Pointer assignment - uint16_t

Question

I was looking at a problem from cs61c (ucb) . I have the following method:

void lfsr_calculate(uint16_t *reg) {                                      
  uint16_t result = compute_bit_val(*reg);                              
  printf("reg value: %d", *reg);                                        
  printf("bit val result: %d", result);                                 
  printf("bit val result shifted: %d", result << 16);                   
  *reg >>= 1;                                                           
  printf("bit val result shifted plus zero: %d", *reg + (result << 16));
  *reg = (uint16_t) *reg + (result << 16);                              
  printf("new reg: %d", *reg);                                          
}

If *reg is 1, my method compute_bit_val returns 1. The print output is

1 

1

65536

65536

**0**

?!?!?! I am pulling out my hair, I don't know why the last part is zero, for some reason the assignment is not working.
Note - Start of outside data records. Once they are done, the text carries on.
PR #689, opened 2015-12-15
Kubernetes new deployment api

henders:
Switching over from the Replication Controller deployment mechanism to the new Deployment API. 

### Tasks
 - [x] Use the new deployment API

/cc @msufa @sbrnunes @jonmoter 

### References
 - Jira link: 

### Risks
 - None

### DIFF
--- a/plugins/kubernetes/app/models/concerns/kubernetes/deploy_yaml.rb
+++ b/plugins/kubernetes/app/models/concerns/kubernetes/deploy_yaml.rb
@@ -1,0 +1,61 @@
+module Kubernetes
+  module DeployYaml
+    def deployment_hash
+      @deployment_yaml ||=
+        if replication_controller_doc.present?
+          JSON.parse(replication_controller_doc).with_indifferent_access
+        else
+          template.spec.replicas = replica_target
+          template.metadata.namespace = deploy_group.kubernetes_namespace
+          add_labels
+          update_docker_image
+          set_resource_usage
+          Rails.logger.info "Created K8S hash: #{template}"
+          template
+        end
+    end
+
+    private
+
+    def template
+      @template ||= begin
+        yaml = YAML.load_stream(raw_template, kubernetes_role.config_file).detect do |doc|
+          doc['kind'] == 'ReplicationController' || doc['kind'] == 'Deployment'
+        end
+        RecursiveOpenStruct.new(yaml, :recurse_over_arrays => true)
+      end
+    end
+
+    def raw_template
+      @raw_template ||= build.file_from_repo(kubernetes_role.config_file)
+    end
+
+    def add_labels
+      labels.each do |key, value|
+        template.metadata.labels[key] = value
+        template.spec.selector[key] = value
+        template.spec.template.metadata.labels[key] = value
+      end
+    end
+
+    def set_resource_usage
+      container.resources = {
+        limits: { cpu: kubernetes_role.cpu, memory: kubernetes_role.ram_with_units }
+      }
+    end
+
+    def labels
+      kubernetes_release.pod_labels.merge(role: kubernetes_role.label_name, role_id: kubernetes_role.id.to_s)
+    end
+
+    def update_docker_image
+      docker_path = build.docker_repo_digest || "#{build.project.docker_repo}:#{build.docker_ref}"
+      # Assume first container is one we want to update docker image in
+      container.image = docker_path
+    end
+
+    def container
+      template.spec.template.spec.containers.first
+    end
+  end
+end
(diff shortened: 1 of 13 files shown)


plugins/kubernetes/app/models/kubernetes/client_config_file.rb
```diff
@@ -118,7 +126,7 @@ def ssl_options
           client_cert: user.client_cert,
           client_key:  user.client_key,
           ca_file:     cluster.ca_filepath,
-          verify_ssl:  OpenSSL::SSL::VERIFY_PEER
+          verify_ssl:  OpenSSL::SSL::VERIFY_NONE
```
msufa: That's a bit dangerous for prod environment, is there no other workaround?

plugins/kubernetes/app/models/watchers/deploy_watcher.rb
```diff
@@ -15,12 +15,11 @@ def initialize(release)
...
 
     def watch
-      @release.release_docs.each do |release_doc|
-        subscribe("#{release_doc.replication_controller_name}", :handle_update)
-      end
+      subscribe("#{@release.build.project_name}", :handle_update)
     end
 
     def handle_update(topic, data)
+      info "Got Release Event: #{topic}"
```
msufa: I wonder if `info` is the correct log level. There will be a lot of these events.

plugins/kubernetes/app/models/concerns/kubernetes/deploy_yaml.rb
```diff
@@ -0,0 +1,61 @@
+module Kubernetes
+  module DeployYaml
+    def deployment_hash
+      @deployment_yaml ||=
+        if replication_controller_doc.present?
+          JSON.parse(replication_controller_doc).with_indifferent_access
```
sbrnunes: In which case can we end up in this situation? When scaling-up / scaling-down an existing release?

plugins/kubernetes/app/models/kubernetes/role_config_file.rb
```diff
@@ -44,98 +47,28 @@ def as_hash(type)
     #
     # INNER CLASSES
     #
+    class Deployment < RecursiveOpenStruct
```
sbrnunes: This `RecursiveOpenStruct` is so good. I wish I knew it before.

plugins/kubernetes/app/models/kubernetes/client_config_file.rb
henders: Ah, didnt mean to commit that! good catch

plugins/kubernetes/app/models/watchers/deploy_watcher.rb
henders: Yup, that was a temporary log while debugging the watcher. 'debug' would be sufficient if leaving this log in.

plugins/kubernetes/app/models/concerns/kubernetes/deploy_yaml.rb
henders: Yea, when redeploying an old release was the original use case, I just copied this code. Scaling it will probably need to regenerate the YAML rather then using what was there.

plugins/kubernetes/app/models/kubernetes/role_config_file.rb
henders: Yea, I'm loving it. :)

plugins/kubernetes/app/models/kubernetes/client_config_file.rb
```diff
@@ -107,6 +111,10 @@ def client
         Kubeclient::Client.new(cluster.url, api_version, ssl_options: ssl_options)
       end
 
+      def ext_client
+        Kubeclient::Client.new(cluster.server + '/apis', 'extensions/v1beta1', ssl_options: ssl_options)
+      end
```
jonmoter: FYI, it wasn't immediately clear to me what "ext" was short for.  I guessed "External", before I saw that it involved extensions.

henders: Good point, renamed all those to 'extension_client'

henders:
@sbrnunes @msufa @jonmoter : addressed all concerns?

henders:
This is also only the baseline for @sbrnunes 's PR #698

sbrnunes:
Yes, it's a :+1: for me.

henders:
Merging so we can get the next PR merged easier.

plugins/kubernetes/app/models/kubernetes/client_config_file.rb
```diff
@@ -21,6 +21,10 @@ def client_for(context_name)
       contexts[context_name].try(:client)
     end
 
+    def extension_client_for_client_for(context_name)
```
msufa: Kudos on the method name :) Since it's not used anywhere I presume this is some rubbish code?

henders: Ugh, thanks for catching that… that was me fat fingering a function rename. It is being used! :/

I tried this with and without casting, and it gives the same result.

Answer 1

In the last step, you assign 65536 to *reg which is uint16_t . However uint16_t can only store values from 0 to 65535 , so it gets adjusted via modular arithmetic to have value 0 . (aka. wraps around).

You may be overlooking that integer arithmetic is always performed in at least int precision; narrower types are immediately promoted to int before computing the result of any arithmetic operator.